After an OSD becomes full—it uses 100% of its disk space—it will normally crash quickly without warning. Following are a few tips to remember when administering OSD nodes.

  • Each OSD's disk space (usually mounted under /var/lib/ceph/osd/osd-{1,2..}) needs to be placed on a dedicated underlying disk or partition.

  • Check the Ceph configuration files and make sure that Ceph does not store its log file to the disks/partitions dedicated for use by OSDs.

  • Make sure that no other process writes to the disks/partitions dedicated for use by OSDs.

4.7 Checking Monitor Status Edit source

After you start the cluster and before first reading and/or writing data, check the Ceph Monitors quorum status. When the cluster is already serving requests, check the Ceph Monitors status periodically to ensure that they are running.

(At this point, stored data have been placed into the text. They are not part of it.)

PR #7472, opened 2026-09-19
providers: add OpenLLM

Friend-Forest:
Adds [OpenLLM](https://openllm.sh), a local daemon at `127.0.0.1:8787` exposing an OpenAI-compatible `/v1` that fans out to the providers the user has connected, with automatic fallback between them.

Three alias models (`ultra`, `plus`, `lite`), modelled the same way as LLM Gateway's `auto`: they are unique to this host (each is the user's own ordered chain), so they are defined inline rather than via `base_model`, with `family = "auto"` and `reasoning = false` like the other router aliases. Limits are the alias defaults advertised by `GET /v1/models`; cost is 0 because the user's own provider accounts are billed and OpenLLM does not resell tokens. Concrete `provider/model` ids are also served and discoverable from `/v1/models`.

`bun validate` passes. Logo uses `currentColor`.

Motivation: opencode's CONTRIBUTING points new providers here first; we already ship an opencode overlay (`openllm opencode`) and want the provider selectable from `/connect` without a custom-provider block.


Friend-Forest:
Closing; opened prematurely on our side. Will resubmit after internal review.

PR #7, opened 2022-12-20
moving grand product computation to prover and adding corresponding test

ledwards2225:
-  Add function for computing the grand product polynomial z_perm into HonkProver.
- Add test that checks equivalence for z_perm computed in 2 ways: 1) by the actual function 'compute_grand_product_polynomial' that the prover will use, and 2) in a simple, un-optimized version local to the test that is much easier to read and verify (e.g. it uses naive inversion instead of batch inversion). This has explanatory benefit and also makes it easy to ensure that future optimizations do not change the result.


Rumata888 (approved):
Apart from a few typos, everything seems alright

To display the monitor map, execute the following:

cephadm > ceph mon stat

or

cephadm > ceph mon dump

To check the quorum status for the monitor cluster, execute the following:

cephadm > ceph quorum_status

Ceph will return the quorum status. For example, a Ceph cluster consisting of three monitors may return the following:

{ "election_epoch": 10,
  "quorum": [
        0,
        1,
        2],
  "monmap": { "epoch": 1,
      "fsid": "444b489c-4f16-4b75-83f0-cb8097468898",
      "modified": "2011-12-12 13:28:27.505520",
      "created": "2011-12-12 13:28:27.505520",
      "mons": [
            { "rank": 0,
              "name": "a",
              "addr": "192.168.1.10:6789\/0"},
            { "rank": 1,
              "name": "b",
              "addr": "192.168.1.11:6789\/0"},
            { "rank": 2,
              "name": "c",
              "addr": "192.168.1.12:6789\/0"}
           ]
    }
}

4.8 Checking Placement Group States Edit source

Placement groups map objects to OSDs. When you monitor your placement groups, you will want them to be active and clean. For a detailed discussion, refer to Monitoring OSDs and Placement Groups.

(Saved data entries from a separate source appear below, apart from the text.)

PR #23, opened 2023-01-04
Gemini

adr1anh:
Resolves https://github.com/AztecProtocol/aztec2-internal/issues/1828

### DIFF
--- a/cpp/src/aztec/honk/pcs/commitment_key.hpp
+++ b/cpp/src/aztec/honk/pcs/commitment_key.hpp
@@ -1,0 +1,196 @@
+#pragma once
+
+/**
+ * @brief Provides interfaces for different 'CommitmentKey' classes.
+ *
+ */
+
+#include "polynomials/polynomial_arithmetic.hpp"
+#include <polynomials/polynomial.hpp>
+#include <srs/reference_string/file_reference_string.hpp>
+#include <ecc/curves/bn254/scalar_multiplication/scalar_multiplication.hpp>
+#include <ecc/curves/bn254/pairing.hpp>
+
+#include <string_view>
+#include <memory>
+
+namespace honk::pcs {
+
+namespace kzg {
+
+/**
+ * @brief CommitmentKey object over a pairing group 𝔾₁, using a structured reference string (SRS).
+ * The SRS is given as a list of 𝔾₁ points
+ *  { [xʲ]₁ }ⱼ where 'x' is unknown.
+ *
+ * @todo This class should take ownership of the SRS, and handle reading the file from disk.
+ */
+class CommitmentKey {
+    using Fr = typename barretenberg::g1::Fr;
+    // C is a "raw commitment" resulting to be fed to the transcript.
+    using C = typename barretenberg::g1::affine_element;
+    // Commitment represent's a homomorphically computed group element.
+    using Commitment = barretenberg::g1::element;
+
+    using Polynomial = barretenberg::Polynomial<Fr>;
+
+  public:
+    CommitmentKey() = delete;
+
+    /**
+     * @brief Construct a new Kate Commitment Key object from existing SRS
+     *
+     * @param n
+     * @param path
+     *
+     * @todo change path to string_view
+     */
+    CommitmentKey(const size_t n, std::string_view path)
+        : pippenger_runtime_state(n)
+        , srs(n, std::string(path))
+    {}
+
+    /**
+     * @brief Uses the ProverSRS to create a commitment to p(X)
+     *
+     * @param polynomial a univariate polynomial p(X) = ∑ᵢ aᵢ⋅Xⁱ ()
+     * @return Commitment computed as C = [p(x)] = ∑ᵢ aᵢ⋅[xⁱ]₁
+     */
+    C commit(std::span<const Fr> polynomial)
+    {
+        const size_t degree = polynomial.size();
+        ASSERT(degree <= srs.get_size());
+        return barretenberg::scalar_multiplication::pippenger_unsafe(
+            const_cast<Fr*>(polynomial.data()), srs.get_monomials(), degree, pippenger_runtime_state);
+    };
+
+  private:
+    barretenberg::scalar_multiplication::pippenger_runtime_state pippenger_runtime_state;
+    waffle::FileReferenceString srs;
+};
+
+class VerificationKey {
+    using Fr = typename barretenberg::g1::Fr;
+    using C = typename barretenberg::g1::affine_element;
+
+    using Commitment = barretenberg::g1::element;
+    using Polynomial = barretenberg::Polynomial<Fr>;
+
+  public:
+    VerificationKey() = delete;
+
+    /**
+     * @brief Construct a new Kate Commitment Key object from existing SRS
+     *
+     *
+     * @param verifier_srs verifier G2 point
+     */
+    VerificationKey(std::string_view path)
+        : verifier_srs(std::string(path))
+    {}
+
+    /**
+     * @brief verifies a pairing equation over 2 points using the verifier SRS
+     *
+     * @param p0 = P₀
+     * @param p1 = P₁
+     * @return e(P₀,[1]₁)e(P₁,[x]₂) ≡ [1]ₜ
+     */
+    bool pairing_check(const Commitment& p0, const Commitment& p1)
+    {
+        C pairing_points[2]{ p0, p1 };
+        // The final pairing check of step 12.
+        // TODO: try to template parametrise the pairing + fq12 output :/
+        barretenberg::fq12 result = barretenberg::pairing::reduced_ate_pairing_batch_precomputed(
+            pairing_points, verifier_srs.get_precomputed_g2_lines(), 2);
+
+        return (result == barretenberg::fq12::one());
+    }
+
+  private:
+    waffle::VerifierFileReferenceString verifier_srs;
+};
+
+struct Params {
+    using Fr = typename barretenberg::g1::Fr;
+    using C = typename barretenberg::g1::affine_element;
+
+    using Commitment = barretenberg::g1::element;
+    using Polynomial = barretenberg::Polynomial<Fr>;
+
+    using CK = CommitmentKey;
+    using VK = VerificationKey;
+};
+
+} // namespace kzg
+
+namespace fake {
+
+// Define a common trapdoor for both keys
+namespace {
+template <typename G> constexpr typename G::Fr trapdoor(5);
+}
+
+/**
+ * @brief Simulates a KZG CommitmentKey, but where we know the secret trapdoor
+ * which allows us to commit to polynomials using a single group multiplication.
+ *
+ * @tparam G the commitment group
+ */
+template <typename G> class CommitmentKey {
+    using Fr = typename G::Fr;
+    using C = typename G::affine_element;
+
+    using Commitment = typename G::element;
+    using Polynomial = barretenberg::Polynomial<Fr>;
+
+  public:
+    /**
+     * @brief efficiently create a KZG commitment to p(X) using the trapdoor 'secret'
+     * Uses only 1 group scalar multiplication, and 1 polynomial evaluation
+     *
+     *
+     * @param polynomial a univariate polynomial p(X)
+     * @return Commitment computed as C = p(secret)•[1]_1 .
+     */
+    C commit(std::span<const Fr> polynomial)
+    {
+        const Fr eval_secret = barretenberg::polynomial_arithmetic::evaluate(polynomial, trapdoor<G>);
+        return C::one() * eval_secret;
+    };
+};
+
+template <typename G> class VerificationKey {
+    using Fr = typename G::Fr;
+    using C = typename G::affine_element;
+
+    using Commitment = typename G::element;
+    using Polynomial = barretenberg::Polynomial<Fr>;
+
+  public:
+    /**
+     * @brief verifies a pairing equation over 2 points using the trapdoor
+     *
+     * @param p0 = P₀
+     * @param p1 = P₁
+     * @return P₀ - x⋅P₁ ≡ [1]
+     */
+    bool pairing_check(const Commitment& p0, const Commitment& p1)
+    {
+        Commitment result = p0 + p1 * trapdoor<G>;
+        return result.is_point_at_infinity();
+    }
+};
+
+template <typename G> struct Params {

4.9 Using the Admin Socket Edit source

The Ceph admin socket allows you to query a daemon via a socket interface. By default, Ceph sockets reside under /var/run/ceph. To access a daemon via the admin socket, log in to the host running the daemon and use the following command:

cephadm > ceph --admin-daemon /var/run/ceph/socket-name

To view the available admin socket commands, execute the following command:

cephadm > ceph --admin-daemon /var/run/ceph/socket-name help

The admin socket command enables you to show and set your configuration at runtime. Refer to Viewing a Configuration at Runtimefor details.

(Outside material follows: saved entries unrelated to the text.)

PR #30, opened 2023-01-04
Move verification_key and polynomial_manifest to proof_system dir

ledwards2225:
Moving files related to verification key and polynomial manifest from plonk/proof_system to shared proof_system directory since they are used by both plonk and honk


codygunton (approved):
Straightfoward, looks good.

Additionally, you can set configuration values at runtime directly (the admin socket bypasses the monitor, unlike ceph tell daemon-type.id injectargs, which relies on the monitor but does not require you to log in directly to the host in question).

5 Monitoring and Alerting Edit source

By default, DeepSea deploys a monitoring and alerting stack on the Salt master. It consists of the following components:

  • Prometheus monitoring and alerting toolkit.

  • Grafana visualization and alerting software.

  • The prometheus-ceph_exporter service running on the Salt master.

  • The prometheus-node_exporter service running on all Salt minions.

The Prometheus configuration and scrape targets (exporting daemons) are setup automatically by DeepSea. DeepSea also deploys a list of default alerts, for example health error, 10% OSDs down, or pgs inactive.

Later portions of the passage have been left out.